Problem to work on: Precise copying is required. Return the data below in full.
◇ ◇ ◇
PR #13990, opened 2025-10-07
Fixes order id being present in url while switching location

SiddanthNayak:
## Proposed Changes

Fixes `orderId` being present when switching locations allowing users of a particular location to see orders they dont have access to
- Identified the uuid in url and replace it with an empty string

## Merge Checklist

- [ ] Request peer reviews.

## Summary by CodeRabbit

* **Bug Fixes**
  * Corrects navigation after selecting a facility location by removing unintended trailing identifiers from the URL when no custom navigation is provided. This prevents misrouting, 404s, and inconsistent breadcrumbs; improves deep-linking, sharing, and bookmarking; and aligns sidebar location links with the main facility path. Users should now land on the expected location overview instead of item-specific pages. Behavior with custom navigation handlers remains unchanged.

### DIFF
--- a/src/components/ui/sidebar/facility/location/location-switcher.tsx
+++ b/src/components/ui/sidebar/facility/location/location-switcher.tsx
@@ -130,6 +130,8 @@ export function LocationSelectorDialog({
   const path = usePath();
   const subPath =
     path?.match(/\/facility\/[^/]+\/locations\/[^/]+\/(.*)/)?.[1] || "";
+  const uuidPattern =
+    /\/[a-f0-9]{8}-[a-f0-9]{4}-[a-f0-9]{4}-[a-f0-9]{4}-[a-f0-9]{12}$/i;
 
   const currentParentId = locationLevel.length
     ? locationLevel[locationLevel.length - 1].id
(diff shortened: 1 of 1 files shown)


tasnimshaji:
image
@SiddanthNayak , could you tell me the order id in this url .

SiddanthNayak:
> could you tell me the order id in this url .

@tasnimshaji Go to Facility -> Services -> Pharmacy -> Select Any Location -> Inventory -> Orders/Deliveries/External Supply -> View Any order detail -> Switch Location. 

When switching Location, it should not take the user to the same order detail in a different location as that location may not have access to these orders, instead it should take them back to the list.



Screenshot 2025-10-08 at 9 52 35 AM

rithviknishad (commented):
works for now, but this approach may not work when we decide to use slugs of objects instead of their ID's in path params eventually.

tasnimshaji:
> > could you tell me the order id in this url .
> 
> @tasnimshaji Go to Facility -> Services -> Pharmacy -> Select Any Location -> Inventory -> Orders/Deliveries/External Supply -> View Any order detail -> Switch Location.
> 
> When switching Location, it should not take the user to the same order detail in a different location as that location may not have access to these orders, instead it should take them back to the list.
> 
> Screenshot 2025-10-08 at 9 52 35 AM

@SiddanthNayak Okay

PR #14121, opened 2025-10-24
POC: fetch and load plugins at runtime

khavinshankar:
This is a proof of concept for fetching plugins at runtime. The intension is to dynamically load plugins through backend via plugin apis.

----

backend : https://github.com/ohcnetwork/care/tree/temp_enable_plugconfig

## Release Notes

* **New Features**
  * Plugins now load dynamically from the backend
  * Added admin interface at `/admin/apps` for managing and configuring plugins
  * Enhanced internationalization with automatic language support for each plugin

* **Documentation**
  * Added plugin versioning documentation


khavinshankar:
Fixed translations from plug; Added support to fetch plug i18n configuration from the plugin list api. While configuring the plug, the name or slug (if name is missing) should exactly match with the i18n namespace used in the plug (eg: https://github.com/ohcnetwork/care_abdm_fe/blob/527e363dd35de778cc058f1d2f7deb5f924e5e8b/src/lib/constants.ts#L4)


Next:
Currently, if a plug is added or updated in the middle of the session, we need to manually refresh the entire app for the translations to take effect, this needs to be tackled.

nihal467:
LIMITATION

- this feature is only works, if the relevant backend plug is by default enabled

RECOMMENDATION

- we can ship it and enhancement the feature as follow-up for deploys where backend plugs are already enabled

Enhancement

- Add a field for name, rather than a slug
- Add a prefilled dummy example always, so users can directly overwrite the name and url directly without formatting it OR Add a textfield for url and name in UI and when sending to backend you can send it in meta format
- add a option to change the status of plug (Archive and active)
- show proper toaster mentioning whether the plug is enabled properly with 200 status and a badge to show there current operational status
- add a logic to refresh the page, to avoid manual refresh to view plug components in admin dashboard

aravindm4:
Can you link the issue for this PR ?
◇ ◇ ◇
Exercise result:
PR #13990, opened 2025-10-07
Fixes order id being present in url while switching location

SiddanthNayak:
## Proposed Changes

Fixes `orderId` being present when switching locations allowing users of a particular location to see orders they dont have access to
- Identified the uuid in url and replace it with an empty string

## Merge Checklist

- [ ] Request peer reviews.

## Summary by CodeRabbit

* **Bug Fixes**
  * Corrects navigation after selecting a facility location by removing unintended trailing identifiers from the URL when no custom navigation is provided. This prevents misrouting, 404s, and inconsistent breadcrumbs; improves deep-linking, sharing, and bookmarking; and aligns sidebar location links with the main facility path. Users should now land on the expected location overview instead of item-specific pages. Behavior with custom navigation handlers remains unchanged.

### DIFF
--- a/src/components/ui/sidebar/facility/location/location-switcher.tsx
+++ b/src/components/ui/sidebar/facility/location/location-switcher.tsx
@@ -130,6 +130,8 @@ export function LocationSelectorDialog({
   const path = usePath();
   const subPath =
     path?.match(/\/facility\/[^/]+\/locations\/[^/]+\/(.*)/)?.[1] || "";
+  const uuidPattern =
+    /\/[a-f0-9]{8}-[a-f0-9]{4}-[a-f0-9]{4}-[a-f0-9]{4}-[a-f0-9]{12}$/i;
 
   const currentParentId = locationLevel.length
     ? locationLevel[locationLevel.length - 1].id
(diff shortened: 1 of 1 files shown)


tasnimshaji:
image
@SiddanthNayak , could you tell me the order id in this url .

SiddanthNayak:
> could you tell me the order id in this url .

@tasnimshaji Go to Facility -> Services -> Pharmacy -> Select Any Location -> Inventory -> Orders/Deliveries/External Supply -> View Any order detail -> Switch Location. 

When switching Location, it should not take the user to the same order detail in a different location as that location may not have access to these orders, instead it should take them back to the list.



Screenshot 2025-10-08 at 9 52 35 AM

rithviknishad (commented):
works for now, but this approach may not work when we decide to use slugs of objects instead of their ID's in path params eventually.

tasnimshaji:
> > could you tell me the order id in this url .
> 
> @tasnimshaji Go to Facility -> Services -> Pharmacy -> Select Any Location -> Inventory -> Orders/Deliveries/External Supply -> View Any order detail -> Switch Location.
> 
> When switching Location, it should not take the user to the same order detail in a different location as that location may not have access to these orders, instead it should take them back to the list.
> 
> Screenshot 2025-10-08 at 9 52 35 AM

@SiddanthNayak Okay

PR #14121, opened 2025-10-24
POC: fetch and load plugins at runtime

khavinshankar:
This is a proof of concept for fetching plugins at runtime. The intension is to dynamically load plugins through backend via plugin apis.

----

backend : https://github.com/ohcnetwork/care/tree/temp_enable_plugconfig

## Release Notes

* **New Features**
  * Plugins now load dynamically from the backend
  * Added admin interface at `/admin/apps` for managing and configuring plugins
  * Enhanced internationalization with automatic language support for each plugin

* **Documentation**
  * Added plugin versioning documentation


khavinshankar:
Fixed translations from plug; Added support to fetch plug i18n configuration from the plugin list api. While configuring the plug, the name or slug (if name is missing) should exactly match with the i18n namespace used in the plug (eg: https://github.com/ohcnetwork/care_abdm_fe/blob/527e363dd35de778cc058f1d2f7deb5f924e5e8b/src/lib/constants.ts#L4)


Next:
Currently, if a plug is added or updated in the middle of the session, we need to manually refresh the entire app for the translations to take effect, this needs to be tackled.

nihal467:
LIMITATION

- this feature is only works, if the relevant backend plug is by default enabled

RECOMMENDATION

- we can ship it and enhancement the feature as follow-up for deploys where backend plugs are already enabled

Enhancement

- Add a field for name, rather than a slug
- Add a prefilled dummy example always, so users can directly overwrite the name and url directly without formatting it OR Add a textfield for url and name in UI and when sending to backend you can send it in meta format
- add a option to change the status of plug (Archive and active)
- show proper toaster mentioning whether the plug is enabled properly with 200 status and a badge to show there current operational status
- add a logic to refresh the page, to avoid manual refresh to view plug components in admin dashboard

aravindm4:
Can you link the issue for this PR ?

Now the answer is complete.